Through the Olive Trees (1994)

And finally, in Through the Olive Trees (1994), the frame changes again, so that we find another filmmaker shooting a scene from the second film, in which real feelings and the emotions called for by the second film’s script become comically but heartrendingly entangled. Again, the overall picture of life in the Koker villages is enlarged, embellished and enriched, so that we may now contemplate it from a multiplicity of points of view.

The experience of watching the three films in the order they were made is exhilarating. But if time is short, you might opt for the extraordinary Close-up (1990), which adopts a similarly multi-view approach in investigating the strange case of a young man on trial for telling a family he was the director Mohsen Makhmalbaf.
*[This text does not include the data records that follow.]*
PR #220, opened 2026-09-05
fix(storage): SURREALDB_AUTH_LEVEL, so a database-scoped user can sign in at all

RobertSigmundsson:
## Summary

- `SURREALDB_AUTH_LEVEL` selects the scope sign-in uses: `root` (the default, and the shape sent today), `namespace`, or `database`.
- A user defined `ON DATABASE` can now authenticate at all; before, no configuration allowed it.
- `AUTH_HINT` mentions the level, since it previously blamed the password in exactly the case where the password is right.
- Adds ten unit tests and two live ones that drive the real `signin`.

## Why

All four sign-in call sites sent `{"username": …, "password": …}` and nothing else. SurrealDB accepts that shape only for a root user; a user defined `ON DATABASE` is rejected outright. So an installation following the ordinary advice — create a scoped user rather than handing the application root — could not connect, and the error named authentication without naming the scope.

Measured against SurrealDB 3.2.0, with a user created by `DEFINE USER … ON DATABASE`:

| identity | `{user,pass}` | `{user,pass,ns}` | `{user,pass,ns,db}` |
|---|---|---|---|
| root | **accepted** | rejected | rejected |
| `ON NAMESPACE` | rejected | **accepted** | rejected |
| `ON DATABASE` | rejected | rejected | **accepted** |

Each identity accepts exactly one shape and rejects the other two — which is why there are three levels rather than a boolean, and why none of them can be the unconditional default. That is why this cannot be fixed by adding the namespace and database unconditionally: `DEFAULT_USER` is `root`, so doing that would reject every stock installation — trading an uncommon broken configuration for the common working one.

## Changes

- `storage/surrealdb/connection.py`: `AUTH_LEVELS`, `DEFAULT_AUTH_LEVEL = "root"`, an `auth_level` field on `SurrealSettings` read from `SURREALDB_AUTH_LEVEL`, and `signin_payload`, which builds the payload for a level in one place.
- `storage/surrealdb/store.py` and `cli/doctor.py`: all four sites use it.
- `AUTH_HINT` gains a sentence naming the level as a cause.
- `docs/getting-started/installation.md`: the new variable in the environment table.

An unrecognised level falls back to `root` rather than raising. A typo in a connection setting should not be something you have to fix before you can connect at all, and silently changing the scope would be worse than ignoring the typo.

`SurrealDBStorage` carries the level as a class-level default as well as an instance attribute. Several tests build the store with `__new__` and seed only the attributes they drive; an instance-only assignment left the reconnect path raising `AttributeError` instead of signing in the way a stock installation does. The full suite caught it, which seemed worth mentioning since the class attribute otherwise looks redundant.

## Test plan

- [x] `pytest tests/unit/test_signin_auth_level.py` — 10 passed: each payload shape, the default, case- and whitespace-insensitivity, and the fallback.
- [x] `pytest tests/unit/test_signin_auth_level_live.py` — 2 passed against a live SurrealDB v3.2.0. They create a user `ON DATABASE` and drive the real `signin`, asserting each identity authenticates at its own level and **not** at the other's. The negative half is the part that matters: it is what makes an unconditional change visibly wrong rather than merely untested.
- [x] With the three source files reverted to `main` and the tests kept, both files fail at collection — `signin_payload` does not exist there, which is the shape of the change.
- [x] `pytest tests/ -m "not stress" -n 4` — 7295 passed, 48 skipped, 1 xfailed, which is `main`'s 7283 plus the twelve tests added here. Two tests in `tests/unit/test_dashboard_brains_scope.py` fail on this branch and on `main` alike: they want a live database and collide with one another under `-n`. Both pass when that file is run on its own.

## One thing left alone

`doctor.py` signs in without calling `use()` afterwards on one of its two probes. That is unrelated to the level and I have not changed it — it only asks for the server version, which needs no namespace. Mentioning it because it looks like an omission next to this diff and is not one.

## Verified by

@RobertSigmundsson


acidkill:
Pushed a merge of `main` onto the branch (no textual conflicts) plus the regenerated `docs/reference/config.md` footer — with #215's env var also landed, the generator count is 53, not 52.

acidkill (approved):
Reviewed the full diff. Three signin payload shapes (root/namespace/database) match SurrealDB's auth model, the default stays root so stock installations are untouched, and the doctor/migration probes use the same helper. Docs regenerated to 53 env vars after the #215 union.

The family have alleged that he intended to defraud them of money by promising to make a film about them.

Though the case is unusual and complicated, and though Kiarostami combines and alternates footage shot in court, reconstructions of events, and straight-to-camera interviews in order to relate the story from a range of perspectives, the results could not be more lucid or illuminating. We come to realise that the accused, far from being a manipulative impostor, is actually a very decent human being, a victim, perhaps, not only of society but of the lies-peddling machine that is cinema itself.

What to watch next

10 (2002)

Once you’re used to Kiarostami’s revealing rhymes and repetitions, telling ellipses, gentle humour and sly asides on the ambivalent role played in events by the filmmaker, it’s best to proceed forwards step by step – to the subversive, sombre and magisterial Taste of Cherry, the visually magnificent, gently satirical and self-reflexive The Wind Will Carry Us (1999), and the radically experimental, minimally resourced but utterly engrossing 10 (2002).

The last of these is a supremely compassionate and courageous look at the plight of Iranian women that consists entirely of 10 conversations conducted during car journeys between a young divorcee and her various passengers. The film may sound claustrophobic and tedious, but it isn’t. A car being both a private and a public space where people tend to speak their minds, 10 offers an uncompromising, near-documentary and finally incredibly moving account of gender and generational politics in contemporary Tehran.

Where not to start

You probably shouldn’t begin your Kiarostami journey with Five (2003) or Shirin (2008) – rather more minimalist digital experiments than 10 – or even with the bigger-budgeted late films Certified Copy (shot in Tuscany) and Like Someone in Love (shot in Tokyo). These are all extremely fine films, but to grasp fully what Kiarostami was doing, it’s better to have seen three or four of the earlier films first. 

Certified Copy (2010)

Likewise, in early documentaries like Fellow Citizen (1983) or Homework (1989), Kiarostami’s rigorous, eventually eye-opening use of repetition makes for rather challenging viewing.

But once you’re hooked, anything goes. He was, after all, one of the true greats of the modern cinema. If in doubt, try a couple of his very early shorts, Two Solutions for One Problem (1975) and Orderly or Disorderly (1981) – proof that, long before his work was known in the west, he was making films that were quite unlike anything else.